Saturday, September 6, 2008

Palm Sunday, 2007

April 1, 2007 Palm Sunday (RCL, Year C)


With the drama and vivid power of these great stories of Holy Week, and with the poetry and compelling imagery of our hymns and anthems, all stirring our imagination and our lifelong associations in such deep ways, it seems the last thing we need today is a sermon. Sometimes, brother preacher, you just need to get out of the way and let the Gospel preach itself.

And never truer than this day, Palm Sunday, with the road into Jerusalem and the cheering of the crowds and then the last evening in the upper room, and then, finally, the catastrophic turn of Good Friday. Just get out of the way, preacher. Get out of the way. But even so—and I know you may have guessed that there would be a catch—even so, I would this morning highlight one more phrase, to offer as a kind of lens, a conceptual frame, to gather in all that we have going on today, as the great eternal eucharistic Sacrifice of the Mass intersects in the real time of the calendar with the story of his arrest and trial and torture and execution, the beauties of our liturgy contrasted in this moment with the ugliness of the reality of that day, the cries of agony, the pervasive stench of death.

One phrase, and really a remarkable one, a phrase that takes my breath away every time I hear it, that word from the 5th verse of the Second Chapter of Philippians, and St. Paul, to his friends, his fellow Christians, pilgrims on the way, struggling with life issues in all the ways you and I do, so his word to us as well: Let the same mind be in you that was in Christ Jesus. Just to hear that, with all that we’ve just watched played out in this gospel Passion Play. Let the same mind be in you that was in Christ Jesus.

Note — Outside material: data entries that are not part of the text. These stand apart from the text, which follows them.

PR #42, opened 2021-04-02
Video length increase for Procgen

bragajj:
Video length increased to 600 from prior value of 100 for ppo_procgen_fast.py and ppg_procgen_fast.py. Video length of 100 proved to be too short for truly assessing or watching the gameplay of some games in the Procgen benchmark. Additionally, pybullet import was removed from ppo_procgen_fast.py as it was an unnecessary import.


vwxyzjn (approved):
Thank you!

PR #44, opened 2021-04-26
Fix bibtex entry

justinkterry:
Your current one gives an error in latex


vwxyzjn (approved):
Thanks for the catch!

PR #48, opened 2021-05-12
Fix hyperlink to actually go to Weights and Biases

sudo-michael:
Previously, the hyperlink went to https://github.com/vwxyzjn/cleanrl/blob/master/wandb.com


vwxyzjn:
Thank you!!

Issue #53, opened 2021-09-14
Broken links on README


FelipeMartins96:
## Problem Description
Broken links on Algorithms Implemented section of README 

## Current Behavior
Links are pointing to unavailable pages

## Expected Behavior
Link should point to desired code

## Possible Solution
Remove links to removed code or change links to new location

## Steps to Reproduce
The link to the following codes on README implemented algorithms section are pointing to old locations, resulting in page 404:

experiments/ppo_self_play.py
experiments/ppo_microrts.py
experiments/ppo_simple.py
experiments/ppo_simple_continuous_action.py

not sure if there are more links, i found these one as they are on the experiments folder which does not exist anymore

vwxyzjn:
Hey @FelipeMartins96  thanks for reporting the problem. Yeah those links are broken due to some cleaning up. Would you mind making a PR removing the references to these links?

FelipeMartins96:
sure! Will do that

PR #54, opened 2021-09-16
Remove links to deleted code on README algorithms

FelipeMartins96:
#53 
Remove links to algorithms which were removed, but still mentioned on readme.


vwxyzjn:
Thank you so much!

Trying to sort that out, in our lives. Which isn’t easy. In a world where so much of the time we worry about getting things or keeping things, and he loses everything. In a world where what matters is that we are right, that we are affirmed, that we are loved and cared for, that our self-esteem is preserved and enhanced, that our priorities are acknowledged and protected. Our rights. So what in the world could he be thinking ? Let the same mind be in you . . . ?

I think that’s enough for the preacher this morning, as we would mull this story over in our minds again and again, even as we approach the altar today to receive the gift of his body broken, his blood poured out, for us. That we are his body: being broken, being poured out. That somehow that might be where even this road we are walking today, in the journey of our lives, is taking us. I don’t know the details.

We’ll each one of us need to figure them out step by step. But there is the lash of the whip, the weight of the beam, the heat of the day, the pounding of the nails. For us. Figuring out how to move from the hypothetical to the practical, from the theoretical to the physical, to what we have before us today. And to struggle to put that together: Let the same mind be in you that was in Christ Jesus.